Assume $|K|<L/3$. Then

$$|D|\ge L-|K\cap D|> \frac{2L}{3}-|K\cap D|.$$

Substituting into

$$|K|+|D|\ge L$$

forces

$$|K\cap D|>0.$$

Repeating the same argument with the roles of $K$ and $D$ exchanged leads to a contradiction. Consequently

$$|K|\ge \frac{L}{3}.$$

Thus the retained halves cover at least one third of the original segment.

This completes the proof.

∎

Verification of Key Steps

The first delicate step is the construction of the point

$$y=2x-b_i.$$

The only facts used are $x\in[a_i,b_i]$ and $b_i\le L$. From these,

$$y\in\left[a_i,\frac{a_i+b_i}{2}\right]$$

and

$$y\ge 2x-L.$$

A careless proof might reflect $x$ in the midpoint of the segment and forget to verify that the reflected point remains in the left half.

The second delicate step is the passage from individual segments to the union. The argument does not estimate lengths segment by segment. It produces, for every point of $[L/2,L]$, a corresponding point in the union of left halves. The contradiction argument is what converts this pointwise statement into the measure estimate $|U|\ge L/2$.
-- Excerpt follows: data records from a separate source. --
PR #7229, opened 2024-11-11
cloudchamber: Start `cloudchamber apply`, the new command to deploy

gabivlj:
container app changes

This command is able to take the [[container-app]] configurations, and deploy them to Cloudchamber.

To render the differences, we are introducing a new dependency with "diff". This was already included in the pnpm lock, however we could consider not rolling out a new dependency into wrangler unless absolutely necessary.

The command is designed to be CI friendly. In the tests there is some example command renders from different kind of configurations.

_Describe your change..._

---

- Tests
  - [ ] TODO (before merge)
  - [x] Tests included
  - [ ] I don't know
  - [ ] Required
  - [x] Not required because: No e2e test for Cloudchamber yet.
- Public documentation
  - [ ] TODO (before merge)
  - [ ] Cloudflare docs PR(s): 
  - [x] Documentation not necessary because: product is private only for certain users

### DIFF
--- a/packages/wrangler/src/cloudchamber/apply.ts
+++ b/packages/wrangler/src/cloudchamber/apply.ts
@@ -1,0 +1,585 @@
+import {
+	cancel,
+	crash,
+	endSection,
+	log,
+	logRaw,
+	shapes,
+	startSection,
+	success,
+	updateStatus,
+} from "@cloudflare/cli";
+import { processArgument } from "@cloudflare/cli/args";
+import { bold, brandColor, dim, green, red } from "@cloudflare/cli/colors";
+import { formatConfigSnippet } from "../config";
+import {
+	ApiError,
+	ApplicationsService,
+	DeploymentMutationError,
+	SchedulingPolicy,
+} from "./client";
+import { promiseSpinner } from "./common";
+import { diffLines } from "./helpers/diff";
+import { wrap } from "./helpers/wrap";
+import type { Config } from "../config";
+import type { ContainerApp } from "../config/environment";
+import type {
+	CommonYargsArgvJSON,
+	StrictYargsOptionsToInterfaceJSON,
+} from "../yargs-types";
+import type {
+	Application,
+	ApplicationID,
+	ApplicationName,
+	CreateApplicationRequest,
+	ModifyApplicationRequestBody,
+	UserDeploymentConfiguration,
+} from "./client";
+import type { JsonMap } from "@iarna/toml";
+
+export function applyCommandOptionalYargs(yargs: CommonYargsArgvJSON) {
+	return yargs.option("skip-defaults", {
+		requiresArg: true,
+		type: "boolean",
+		demandOption: false,
+		describe: "Skips recommended defaults added by apply",
+	});
+}
+
+function createApplicationToModifyApplication(
+	req: CreateApplicationRequest
+): ModifyApplicationRequestBody {
+	return {
+		configuration: req.configuration,
+		instances: req.instances,
+		constraints: req.constraints,
+		affinities: req.affinities,
+		scheduling_policy: req.scheduling_policy,
+	};
+}
+
+function applicationToCreateApplication(
+	application: Application
+): CreateApplicationRequest {
+	return {
+		configuration: application.configuration,
+		constraints: application.constraints,
+		name: application.name,
+		scheduling_policy: application.scheduling_policy,
+		affinities: application.affinities,
+		instances: application.instances,
+		jobs: application.jobs ? true : undefined,
+	};
+}
+
+function containerAppToCreateApplication(
+	containerApp: ContainerApp,
+	skipDefaults = false
+): CreateApplicationRequest {
+	const configuration =
+		containerApp.configuration as UserDeploymentConfiguration;
+	return {
+		...containerApp,
+		configuration,
+		scheduling_policy:
+			(containerApp.scheduling_policy as SchedulingPolicy) ??
+			SchedulingPolicy.REGIONAL,
+		constraints: {
+			...(containerApp.constraints ??
+				(!skipDefaults ? { tier: 1 } : undefined)),
+			cities: containerApp.constraints?.cities?.map((city) =>
+				city.toLowerCase()
+			),
+			regions: containerApp.constraints?.regions?.map((region) =>
+				region.toUpperCase()
+			),
+		},
+	};
+}
+
+function isNumber(c: string | number) {
+	if (typeof c === "number") {
+		return true;
+	}
+	const code = c.charCodeAt(0);
+	const zero = "0".charCodeAt(0);
+	const nine = "9".charCodeAt(0);
+	return code >= zero && code <= nine;
+}
+
+/**
+ * createLine takes a string and goes through each character, rendering possibly syntax highlighting.
+ * Useful to render TOML files.
+ */
+function createLine(el: string, startWith = ""): string {
+	let line = startWith;
+	let lastAdded = 0;
+	const addToLine = (i: number, color = (s: string) => s) => {
+		line += color(el.slice(lastAdded, i));
+		lastAdded = i;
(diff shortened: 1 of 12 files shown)


mikenomitch:
Screenshot 2024-11-18 at 11 00 57 PM

Love that this comes up when you run apply without an app in wrangler.toml.

I think"Deploy a container application deploy changes to your application" is a little confusing though. What's the white part vs the orange part? Maybe drop the white part?

mikenomitch:
Screenshot 2024-11-18 at 11 04 52 PM

Small bug when running the default app then modifying its instance count

mikenomitch:
Not a blocker: I kind of want a "cloudchamber status" code that can tell me what the status of the apps are in my wrangler.toml and if they're up now/what the diff would be.

mikenomitch:
I logged out of my account and then ran "cloudchamber apply" on a different account, but the diff it was giving me was from my old account

Screenshot 2024-11-18 at 11 08 04 PM

This should be fresh per account login right? (happy to be challenged on this)

mikenomitch:
Is there a way to unset tier? Should there be?

mikenomitch:
My dream in using this is to be able to somehow output a wrangler.toml configuration with every possible attribute that I might be able to set and have it add comments for what the possible options are. Docs could do this too, but I don't want to have to find them.

If you hooked up the plumbing, I could provide the template for this.

Not sure what the command would be to do it though "wrangler cloudchamber init --verbose" or something?

Maybe linking to the docs for "wrangler apply" from the "-h" command could be generally useful for describing attrs/showing a verbose toml config?

mikenomitch:
--json doesn't seem to do anything (at least not on noops or errors)

mikenomitch:
Overall, LOVE the overall feel and the workflow, but left some commends - some of which are brainstormy/not blockers.

mikenomitch:
I've now gotten into a state where I've made a bunch of apps via the CLI and I can't delete them via the CLI because they're app-driven, so even if I remove the deployments they'll come back to life (I think?).

We'll probably need either a "cloudchamber destroy" method that reads from the toml and reverts it all, and/or application CRUD from the CLI. Or maybe some special config to remove an application on next "apply" - thoughts?

gabivlj:
> Is there a way to unset tier? Should there be?

there should definitely be a way to skip defaults for sure

mikenomitch:
Screenshot 2024-12-02 at 4 43 56 PM

Small bug, when I apply with --json and this config over and over, it auto-applies the config, but then it seems to not actually take, because on the next apply it says Im going to change tier again.

mikenomitch (approved):

penalosa:
@gabivlj Is this ready for review?

gabivlj:
> @gabivlj Is this ready for review?

Yes. This is up for review. Command designed for heavy Cloudchamber-only users mainly.

My main worry to discuss with the wrangler folks here is the diff dependency we are introducing to detect line changes, we can discuss if we can have another method of detecting these line changes. I also understand that we are moving from TOML to JSON in some cases and this command will need to do that instead of TOML rendering.

packages/wrangler/src/config/environment.ts
```diff
@@ -1,3 +1,4 @@
+import type { CreateApplicationRequest } from "../cloudchamber/client";
```
penalosa, line 1: Types in this file are used to generate the public JSON schema for Wrangler's config, so ideally we want to keep the dependencies minimal. I know it's not ideal, but would you be able to duplicate the relevant `ContainerApp` type in this file, along with doc comments?

packages/wrangler/src/config/environment.ts
```diff
@@ -450,6 +462,17 @@ export interface EnvironmentNonInheritable {
...
+	/**
+	 * Container app configuration
+	 *
+	 * NOTE: This field is not automatically inherited from the top level environment,
+	 * and so must be specified in every named environment.
+	 *
+	 * @default `{}`
+	 * @nonInheritable
+	 */
+	container_app: ContainerApp[];
```
penalosa, line 474: Bikeshedding on the name, but do you have a link to any internal discussion that led to the `container_app` name?

packages/wrangler/src/cloudchamber/apply.ts
penalosa, line 1: I won't review this in detail since it's cloudchamber specific and limited to the cloudchamber commands, but as a not this shouldn't be using `TOML.stringify()` directly, instead preferring the `formatConfigSnippet()` helper to handle JSON config

packages/wrangler/src/cloudchamber/apply.ts
```diff
@@ -0,0 +1,566 @@
...
+				stripUndefined(applicationToCreateApplication(application))
+			);
+
+			const prev = TOML.stringify({ container_app: [prevApp] });
+			const now = TOML.stringify({
+				container_app: [
+					sortObjectRecursive<CreateApplicationRequest>(appConfig),
+				],
+			});
+			const results = Diff.diffLines(prev, now);
```
penalosa, line 346: This seems slightly overkill, and I'm a bit concerned about adding a ~600kb dependency just for this. What type of data is this likely to be? If it's an objet, have you considered just diffing by key/value? That feels like it'd be sufficient to me, and wouldn't need a text diffing algorithm

packages/wrangler/src/config/environment.ts
mikenomitch: Hey @penalosa, I don't think we've got a link, but this was something that we landed on for the public name of these apps.

I do think this would be annoying to change after the fact though, so I'll kick off a convo with our team just to make sure we're all feeling good here and nobody has a last second veto.

"Application" is pretty set in stone for us on Cloudchamber at least, and then we were adding "container" here to differentiate it from Workers apps. IMO it's the right name for now, but will make sure we've got near-consensus.

packages/wrangler/src/cloudchamber/apply.ts
gabivlj: I can take a look at the dependency we are using and see if we can simplify, as 600kb for line diffing is too much. However, I'd argue that line diffing is the right approach here because we have complex nested objects inside arrays etc. that will make obj diffing approach a bit of a mess to test and render, and I've observed that line diffing to be easier to reason about once you just order the object properties.

packages/wrangler/src/config/environment.ts
gabivlj: There is like a huge amount of types we have to copy for this... And this type specifically gets new added properties and change. Are we sure we can't get away with importing this type?

packages/wrangler/src/config/environment.ts
mikenomitch: We talked about this a bunch as a team, and "[[containers.app]]" is what we want to go with. - App is approachable and we needed a clear name for group of container instances.

packages/wrangler/src/config/environment.ts
penalosa: If possible, writing it out in this file would be much better. It would also allow for handwriting doc comments to explain what each property does. This forms part of Wrangler's public config contract—changing based on changes to autogenerated code doesn't give much oversight over what's ending up in the config file.

Having said that, I wonder if the fact that this type is super detailed is in itself a bit of a red flag? What types of things does it contain? Why is it so big?

packages/wrangler/src/config/environment.ts
```diff
@@ -39,6 +40,17 @@ export type CloudchamberConfig = {
 	ipv4?: boolean;
 };
 
+type Omit<T, K extends keyof T> = Pick<T, Exclude<keyof T, K>>;
```
penalosa, line 43: There's already a TypeScript built-in for this, I believe?

penalosa (approved):
Approved from the Wrangler side pending dropping the `diff` dependency (which I think you've done?) and copying the config type into the config validation file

The third delicate step is the appearance of the constant $1/3$ in the second part. Any argument based only on the observation that retained and discarded halves cover the original segment yields at best the trivial estimate $L/2$ for one of the two unions. The proof must use the additional quarter-segment structure and Part 1. Without that extra ingredient, the constant $1/3$ does not emerge.

Alternative Approaches

A different proof of the first part uses the function

$$f(x)=#{i:x\in[a_i,b_i]}.$$

Integrating $f$ over the original segment gives the total sum of segment lengths. The indicator function of the union of left halves can be compared with a shifted version of $f$, and Fubini's theorem yields the estimate $L/2$ directly. This method is shorter for readers familiar with measure theory.

For the second part, one can work with multiplicities as well. Each original segment contributes a retained half of length $(b_i-a_i)/2$. Averaging multiplicities over the segment and applying the first part to suitable auxiliary coverings leads to the lower bound $L/3$. The geometric quarter-segment argument is preferable because it keeps the proof entirely elementary and explains naturally why the constant is exactly $1/3$.